═══ Information provided

PR #155, opened 2021-09-13
wip: simplify direct

szmarczak:
#### this PR

- [x] simplify direct

#### [wip: simplify forward](https://github.com/apify/proxy-chain/pull/153)

- [x] remove babel
- [x] simplify forward handler
- [x] added https support
  - [ ] test
- [x] require node.js 14
- [ ] skipped 2 tests (will re-enable once proxy-chain is fully rewritten)

#### [wip: simplify custom response](https://github.com/apify/proxy-chain/pull/154)

- [x] simplify custom response
- [x] use shared eslint config

#### TODO (those will be separate PRs)

- [ ] simplify chain
- [ ] simplify server
- [ ] simplify tools
- [ ] use typescript

PR #154, opened 2021-09-13
wip: simplify custom response

szmarczak:
#### this PR

- [x] simplify custom response
- [x] use shared eslint config

#### [wip: simplify forward](https://github.com/apify/proxy-chain/pull/153)

- [x] remove babel
- [x] simplify forward handler
- [x] added https support
  - [ ] test
- [x] require node.js 14
- [ ] skipped 2 tests (will re-enable once proxy-chain is fully rewritten)

#### TODO (those will be separate PRs)

- [ ] simplify direct
- [ ] simplify chain
- [ ] simplify server
- [ ] simplify tools
- [ ] use typescript

PR #157, opened 2021-09-14
wip: simplify tools

szmarczak:
#### this PR

- [x] simplify tools
  - [x] remove `parseUrl(...)` in favor of `new URL(...)`
  - [x] remove `parseHostHeader(...)` in favor of `new URL(...)`
  - [x] remove `isInvalidHeader(...)` (unused)
  - [x] tests: remove buggy `findFreePort` in favor of `port: 0`
  - [x] simplify `redactUrl`
  - [x] remove `addHeader` (leftover from #156)
  - [x] ~~ignore invalid `:` in username fields (if present, the upstream proxy will reject with not authorized error)~~
- [x] add IPv6 tests
- [x] revert `ignore invalid :`

There's a slight behavior change in `parseAuthorizationHeader`. It now returns `{ type: '', data: '' }` (instead of `null`) if the `proxy-authorization` header is invalid.

#### [wip: simplify forward](https://github.com/apify/proxy-chain/pull/153)

- [x] remove babel
- [x] added https support
  - [ ] test
- [x] require node.js 14

#### [wip: simplify custom response](https://github.com/apify/proxy-chain/pull/154)

- [x] simplify custom response
- [x] use shared eslint config

#### [wip: simplify direct](https://github.com/apify/proxy-chain/pull/155)

- [x] simplify direct

#### [wip: simplify chain](https://github.com/apify/proxy-chain/pull/156)

- [x] simplify chain
  - [x] remove handler base

#### TODO (those will be separate PRs)

- [ ] simplify server
- [ ] use typescript
- [ ] turn the 5 parameters of `direct` and `chain` into object
- [ ] more descriptive errors
- [ ] enable coverage
- [ ] simplify `TcpTunnel` (needed for https://blog.apify.com/tunneling-arbitrary-protocols-over-http-proxy-with-static-ip-address-b3a2222191ff/ )


test/tools.js
```diff
@@ -35,174 +35,6 @@ const findFreePort = () => {
         });
 };
 
-const testUrl = (url, expected) => {
```
jancurn, line 38: These unit tests covered plenty of situations (e.g. IPv6 and other special URLs) that are not covered by the main unit tests. Can we add those tests?

src/server.js
```diff
@@ -236,15 +235,11 @@ class Server extends EventEmitter {
 
                     let parsed;
                     try {
-                        parsed = parseUrl(request.url);
+                        parsed = new URL(request.url);
                     } catch (e) {
                         // If URL is invalid, throw HTTP 400 error
                         throw new RequestError(`Target "${request.url}" could not be parsed`, 400);
                     }
-                    // If srcRequest.url is something like '/some-path', this is most likely a normal HTTP request
```
jancurn, line 244: This error was supposed to be helpful for debugging...

mnmkng:
I'm not sure about the removal of `parseUrl`. @szmarczak please check some of the latest closed issues and the same for PRs. We were doing quite a lot of changes to the URL parsing logic recently for various reasons. I don't remember them all, but it should all be documented here on GitHub.

src/server.js
mnmkng: Agree. I liked this error 😄

szmarczak: This never executed because it throws `Target "/" could not be parsed` with `400`.

test/tools.js
szmarczak: This PR is using WHATWG URLs directly. Can you elaborate please?

szmarczak:
I also noticed that `TcpTunnel` is completely unused. Can we remove this?

mnmkng:
> I think you're having this in mind,

Yup, please also check all the related PRs and issues for potential problems :)

szmarczak:
There's still some things to do here but this is ready for review.

src/server.js
mnmkng: Actually I saw it in the wild multiple times. Not too long ago even.

szmarczak:
```
$ node src/run_locally.js
Proxy server is running at http://127.0.0.1:8080
```

image

jancurn:
> I also noticed that `TcpTunnel` is completely unused. Can we remove this?

Isn't this used for e.g. https://blog.apify.com/tunneling-arbitrary-protocols-over-http-proxy-with-static-ip-address-b3a2222191ff/ ?

szmarczak:
Ah. `TcpTunnel` can be simplified as well. I'll add this to my todo list.

src/tcp_tunnel_tools.js
```diff
@@ -1,11 +1,11 @@
...
 const TcpTunnel = require('./tcp_tunnel');
-const { parseUrl, nodeify } = require('./tools');
+const { nodeify } = require('./utils/nodeify');
 
 const runningServers = {};
 
 function createTunnel(proxyUrl, targetHost, providedOptions = {}, callback) {
-    const parsedProxyUrl = parseUrl(proxyUrl);
+    const parsedProxyUrl = new URL(proxyUrl);
     if (!parsedProxyUrl.hostname || !parsedProxyUrl.port) {
```
B4nan, line 9: looking at the `parseUrl`, it automatically added default ports, while `new URL` will keep an empty string if port is not explicitly provided, so I'd say this validation can be triggered for portless urls now?

test/tcp_tunnel.js
```diff
@@ -56,7 +54,7 @@ describe('tcp_tunnel.createTunnel', () => {
     it('throws error if proxyUrl is not in correct format', () => {
         assert.throws(() => { createTunnel('socks://user:password@whatever.com:123', 'localhost:9000'); }, /must have the "http" protocol/);
         assert.throws(() => { createTunnel('socks5://user:password@whatever.com', 'localhost:9000'); }, /must contain hostname and port/);
-        assert.throws(() => { createTunnel('http://us%3Aer:password@whatever.com:345', 'localhost:9000'); }, /cannot contain the colon/);
+        // assert.throws(() => { createTunnel('http://us%3Aer:password@whatever.com:345', 'localhost:9000'); }, /cannot contain the colon/);
```
B4nan, line 57: we should probably add a TODO here and reenable the test later?

B4nan:
btw would be good to fix the linting issues separately (separate PR, not just commit) to ease the reviewing a bit

src/tcp_tunnel_tools.js
szmarczak: `TcpTunnel` will be another PR

test/tcp_tunnel.js
szmarczak: >  ignore invalid : in username fields (if present, the upstream proxy will reject with not authorized error)

src/server.js
mnmkng: Still, I'm 100% sure I saw it in the wild. You don't imagine things like "I'm a HTTP proxy and not a regular web server" in error messages 😄 So there must've been some workflow where this actually triggered.

src/anonymize_proxy.js
```diff
@@ -15,8 +13,8 @@ const anonymizedProxyUrlToServer = {};
  * anonymous proxy URL or the original URL if it was already anonymous.
  */
 const anonymizeProxy = (proxyUrl, callback) => {
-    const parsedProxyUrl = parseUrl(proxyUrl);
-    if (!parsedProxyUrl.host || !parsedProxyUrl.port) {
+    const parsedProxyUrl = new URL(proxyUrl);
+    if (!parsedProxyUrl.hostname || !parsedProxyUrl.port) {
```
mnmkng: When we change the parsing logic, I'm pretty sure that it will no longer work for some users so we need to keep in mind that we should only update `proxy-chain` with a major update of `browser-pool` and `apify-js`. cc @B4nan

src/server.js
szmarczak: > Still, I'm 100% sure I saw it in the wild.

Perhaps an outdated `proxy-chain` server? This is not possible even with master as `parseUrl` calls `new URL` and `new URL('/')` always throws, so the `if` is never reached.

src/anonymize_proxy.js
B4nan, line 17: this is the same as i noted in the tcp tunnel change, right? port can be empty string and the validation will be triggered

src/tcp_tunnel_tools.js
B4nan: but you broke it in this one, right? so i guess at least add a todo

src/server.js
```diff
@@ -298,19 +291,18 @@ class Server extends EventEmitter {
...
-                        throw new Error(`Invalid "upstreamProxyUrl" provided: URL must have hostname and port (was "${funcResult.upstreamProxyUrl}")`);
-                    }
                     if (handlerOpts.upstreamProxyUrlParsed.protocol !== 'http:') {
                         // eslint-disable-next-line max-len
                         throw new Error(`Invalid "upstreamProxyUrl" provided: URL must have the "http" protocol (was "${funcResult.upstreamProxyUrl}")`);
                     }
+                    if (!handlerOpts.upstreamProxyUrlParsed.hostname) {
+                        // eslint-disable-next-line max-len
+                        throw new Error(`Invalid "upstreamProxyUrl" provided: URL must have hostname (was "${funcResult.upstreamProxyUrl}")`);
+                    }
```
mnmkng, line 305: Why do we no longer expect port?

src/tools.js
```diff
@@ -1,341 +0,0 @@
...
-    };
-
-    // Add scheme field (as some other external tools rely on that)
-    if (parsed.protocol) {
-        const matches = /^([a-z0-9]+):$/i.exec(parsed.protocol);
-        if (matches && matches.length === 2) {
-            // eslint-disable-next-line prefer-destructuring
-            parsed.scheme = matches[1];
-        }
-    }
```
mnmkng, line 148: I understand why you want to remove it, but I hope it won't cost us large refactorings somewhere in the core codebase.

test/tcp_tunnel.js
B4nan: i dont follow. you are commenting out an assertion, if its valid and you plan to uncomment it, please add a todo so we don't forget about that. if its invalid, why should we keep it commented instead of removing it?

src/tools.js
```diff
@@ -1,341 +0,0 @@
...
-// Replacement for Bluebird's Promise.nodeify()
-const nodeify = (promise, callback) => {
-    if (typeof callback !== 'function') return promise;
-
-    const p = promise.then((result) => callback(null, result), callback);
-
-    // Handle error from callback function
-    p.catch((e) => {
-        setTimeout(() => { throw e; }, 0);
-    });
```
mnmkng, line 292: Not sure about removing this. Without it, the code produces unhandled rejections. With it, it produces uncaught exceptions. It's semantics, but they are handled differently. Since the function is `nodeify` and should produce a callback interface, it should not produce rejections when the callback throws because that's not how a callback interface behaves. You also should not be able to catch the error downstream by adding a catch handler to the promise later.

On the other hand, I have no idea how important it is for the package, it just caught my eye.

src/utils/valid_headers_only.js
```diff
@@ -0,0 +1,46 @@
+const { validateHeaderName, validateHeaderValue } = require('http');
+const { isHopByHopHeader } = require('./is_hop_by_hop_header');
+
+/**
+ * Filters out invalid headers.
+ * @param {string[]} array
+ * @returns Filtered headers.
+ */
+const validHeadersOnly = (array) => {
+    const rawHeaders = [];
```
mnmkng, line 10: Those moves to a separate file could've probably been done in a separate PR. It's hard to see if there are any differences in the function code this way.

test/anonymize_proxy.js
```diff
@@ -159,7 +158,9 @@ describe('utils.anonymizeProxy', function () {
                 ]);
             })
             .then((results) => {
+                // eslint-disable-next-line prefer-destructuring
                 proxyUrl1 = results[0];
+                // eslint-disable-next-line prefer-destructuring
```
mnmkng, line 163: Maybe `[proxyUrl1, proxyUrl2] = results;` instead of the comments?

test/tcp_tunnel.js
mnmkng: > ignore invalid ...

So the behavior will be different? I think we should keep track of all the breaking and possibly breaking changes so that we can compile a good changelog.

src/tcp_tunnel_tools.js
szmarczak: The todo is in the PR description, but fine, I'll remove it (it's moot since the protocol check is enough).

This is the wrong PR to fix things like this.

src/server.js
szmarczak: We do. It's already covered by the protocol check. It's an empty string if it's a default port.

src/anonymize_proxy.js
szmarczak: > When we change the parsing logic, I'm pretty sure that it will no longer work

Why wouldn't it work? This check is removed now, the protocol check is sufficient.

src/tools.js
szmarczak: Hmmm... You're right. This doesn't crash the process on Node.js 14, but does on 16. I'll revert this change.

src/utils/valid_headers_only.js
szmarczak: [`f04773e` (#157)](https://github.com/apify/proxy-chain/pull/157/commits/f04773e287a9ac2105375f389694d2bde596849b)

src/server.js
mnmkng: Yeah, you're right. It stopped working from 0.4.9 to 1.0.0.

src/utils/valid_headers_only.js
B4nan: that is a separate commit, not separate PR. our point is that you do many changes in a single PR, and moving files around basically disables diffing, we can't easily tell whether you just moved them or also changed something in the implementation. 

same as with the linting problems

szmarczak:
> ignore invalid ...

@mnmkng This shouldn't be breaking as the upstream proxy should respond with 401.

src/anonymize_proxy.js
mnmkng: I'm talking about the switch from `parseUrl` to `new URL` without all the additional props and defaults `parseUrl` added. I'm pretty sure that given the number of use cases we have, there will be some people with some edge-case proxy URLs that will start failing for them.

src/tools.js
szmarczak: I was initially thinking about removing this from `proxy-chain`, but this would be too breaking as it's used in too many places. Maybe someday in the future.

package.json
```diff
@@ -54,6 +54,7 @@
     "eslint-plugin-react": "^7.0.1",
     "express": "^4.16.2",
     "faye-websocket": "^0.11.3",
+    "got-scraping": "^3.2.4-beta.0",
```
mnmkng, line 57: Btw, why got-scraping? I can't find it anywhere else in the changes.

szmarczak: test/server.js lines 487-551

> why got-scraping?

`request` proxy implementation fails to send proper IPv6 target sends `...` instead of `[...]`

src/server.js
mnmkng: Ok. I'm just pointing it out because previously we expected a port number here, so if we don't anymore, somewhere down the line we have to be sure that `''` will also work.

src/anonymize_proxy.js
szmarczak: > there will be some people with some edge-case proxy URLs that will start failing for them.

Then they will need to switch to WHATWG URL (which is a good change). For `proxy-chain` there's no need to have this. This rewrite will be a major anyway.

src/utils/valid_headers_only.js
mnmkng: Yup, what @B4nan says. I have to read the whole functions to see if they're the same or not. And even then I'm not really sure because the code is not side-by-side. It's a quality-of-reviewer's-life suggestion :)

szmarczak: I agree, though it's not much noise given those are separate test files. If a PR is big, it's good to review it on a per-commit basis.

package.json
mnmkng: Ah, thanks. The diff was collapsed so cmd+F failed me :)

szmarczak: Hint: press <kbd>.</kbd> :D

szmarczak: Although the search (sidebar) feature is quite broken, instead of searching all files it just searches through the current file :( So need to browser file by file.

src/anonymize_proxy.js
mnmkng: Yeah, they will. But I want to make sure we don't forget about this and do not merge `proxy-chain` v2 into SDK v2. We can only add it to v3 because there's a lot of under the hood changes.

Thinking about it more. I'm not quite sure how this will work for all the proxy URLs that are used from the Apify Console UI. Those people won't easily change to a WHATWG URL and there might be hell on support because of this.

szmarczak: > I'm not quite sure how this will work for all the proxy URLs that are used from the Apify Console UI.

I don't understand. What would change? Their actors will work exactly the same without any changes. The old `parseUrl` wraps WHATWG URL already. They can't tinker with server-side code, can they?

If you mean providing their own proxy URLs, the behavior remains unchanged.

mnmkng: I guess we'll have to see :)

mnmkng:
> This shouldn't be breaking as the upstream proxy should respond with 401.

If that's the case, I think we should keep the locally thrown validation errors because I don't trust the upstream proxies to provide useful error messages.

`...cannot contain colon...` is much better than `401 Unauthorized`

szmarczak:
> If that's the case, I think we should keep the locally thrown validation errors because I don't trust the upstream proxies to provide useful error messages.

An incorrect colon in username is the same error as typing `a` instead of `e` (`0` vs `O`, `l` vs `I` vs `1`) or vice versa.
In reality there's no difference if `cannot contain colon` is thrown instead of `401`.
Invalid credentials? Invalid. Why can't we move on.

I'll implement this anyway.

szmarczak:
@mnmkng @B4nan ptal

mnmkng (approved):

B4nan (approved):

══════

All lines from the opening of the material through the line that contains "- [x] simplify tools" are to be printed exactly, with no others.

-- Finished exercise --
PR #155, opened 2021-09-13
wip: simplify direct

szmarczak:
#### this PR

- [x] simplify direct

#### [wip: simplify forward](https://github.com/apify/proxy-chain/pull/153)

- [x] remove babel
- [x] simplify forward handler
- [x] added https support
  - [ ] test
- [x] require node.js 14
- [ ] skipped 2 tests (will re-enable once proxy-chain is fully rewritten)

#### [wip: simplify custom response](https://github.com/apify/proxy-chain/pull/154)

- [x] simplify custom response
- [x] use shared eslint config

#### TODO (those will be separate PRs)

- [ ] simplify chain
- [ ] simplify server
- [ ] simplify tools
- [ ] use typescript

PR #154, opened 2021-09-13
wip: simplify custom response

szmarczak:
#### this PR

- [x] simplify custom response
- [x] use shared eslint config

#### [wip: simplify forward](https://github.com/apify/proxy-chain/pull/153)

- [x] remove babel
- [x] simplify forward handler
- [x] added https support
  - [ ] test
- [x] require node.js 14
- [ ] skipped 2 tests (will re-enable once proxy-chain is fully rewritten)

#### TODO (those will be separate PRs)

- [ ] simplify direct
- [ ] simplify chain
- [ ] simplify server
- [ ] simplify tools
- [ ] use typescript

PR #157, opened 2021-09-14
wip: simplify tools

szmarczak:
#### this PR

- [x] simplify tools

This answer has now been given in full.